*** Begin section ***

PR #2181, opened 2024-02-24
refactor(experimental): improve codec field and variant types

### LINKED ISSUE #2159: Support for auto-inferring types for @solana/codecs.
## Motivation

@solana/codecs currently expect all types to be clearly defined when defining a `Codec`. This causes a lot of redundant code to be typed by developers when defining their own `Codec` instances. 

This, however, is unnecessary given that all codec construction methods already hold their expected encoded/decoded type in their return type signature.

This should work out of the box, but it doesn't:

```ts
export const tokenAmountCodecExpected = getDataEnumCodec([
  ["some", getStructCodec([["amount", getU64Codec()]])],
  ["all", getUnitCodec()],
]);
```

```
Type 'FixedSizeCodec<void & Omit<DataEnum, "__kind">, void & Omit<DataEnum, "__kind">>' is not assignable to type 'Codec<void> | Codec<Omit<DataEnum, "__kind">, Omit<DataEnum, "__kind">>'.
  Type 'FixedSizeCodec<void & Omit<DataEnum, "__kind">, void & Omit<DataEnum, "__kind">>' is not assignable to type 'FixedSizeCodec<Omit<DataEnum, "__kind">, Omit<DataEnum, "__kind">, number>'.
    Type 'FixedSizeCodec<void & Omit<DataEnum, "__kind">, void & Omit<DataEnum, "__kind">>' is not assignable to type 'BaseEncoder<Omit<DataEnum, "__kind">>'.
      Types of property 'encode' are incompatible.
        Type '(value: void & Omit<DataEnum, "__kind">) => Uint8Array' is not assignable to type '(value: Omit<DataEnum, "__kind">) => Uint8Array'.
          Types of parameters 'value' and 'value' are incompatible.
            Type 'Omit<DataEnum, "__kind">' is not assignable to type 'void & Omit<DataEnum, "__kind">'.
              Type 'Omit<DataEnum, "__kind">' is not assignable to type 'void'.ts(2322)
```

*** End section ***

▸ **What you are asked to do**: Write the lines again exactly, from the first line of the material above to the line that includes "This, however, is", both included. Leave out all the rest.

▸ **Solution to this exercise**:
PR #2181, opened 2024-02-24
refactor(experimental): improve codec field and variant types

### LINKED ISSUE #2159: Support for auto-inferring types for @solana/codecs.
## Motivation

@solana/codecs currently expect all types to be clearly defined when defining a `Codec`. This causes a lot of redundant code to be typed by developers when defining their own `Codec` instances. 

This, however, is unnecessary given that all codec construction methods already hold their expected encoded/decoded type in their return type signature.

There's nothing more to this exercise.